INFORMATION section start

PR #154, opened 2018-05-16
Report downloaded size using Content-Length

gitrema:
Use the Content-Length field of the HTTP response header first.
If missing fallback to the number of bytes reported by the task.
This is useful when compressed data is returned by the server.
In that case, the task will report the uncompressed data instead
of the compressed one that was actually downloaded.


gitrema:
@8W9aG

gitrema:
@8W9aG it seems I'm not authorized to merge the change. Can you do it for me?
Thanks.

PR #157, opened 2018-05-25
Fix broken tests

dflems:
This PR fixes the tests that were broken in #154.

@gitrema @8W9aG Can you please write some tests for the new logic?


dflems:
@rastersize

PR #165, opened 2019-01-28
Refactors removing cancellation tokens avoiding mutation of array during iterating it

valeriyvan:
While refactored code is correct, mutation of collection while iterating it always raises a warning.
Proposed change is more CPU effective as removal of multiple array elements in one call avoids
multiple buffer copying and possible array storage deallocation.
Price for that effectives - need for storage of indices in NSMutableIndexSet.


rastersize:
I had a look at the Travis-CI failure and it’s a false-positive. Going to merge anyhow (the same test succeeded with a different simulator in the same run).

PR #63, opened 2018-07-11
Add two-stage allocation

magicpanda0618:
Call GetStream to get a MemoryStream like before, and call GetTwoStageStream to get a MemoryStream which allows TinyBlock allocation.


benmwatson:
Rejecting this after talking in person. We have a better strategy.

INFORMATION section end

## EXERCISE INSTRUCTIONS
Select every line above that contains the word "broken", and copy it.

## TASK RESULT
Fix broken tests
This PR fixes the tests that were broken in #154.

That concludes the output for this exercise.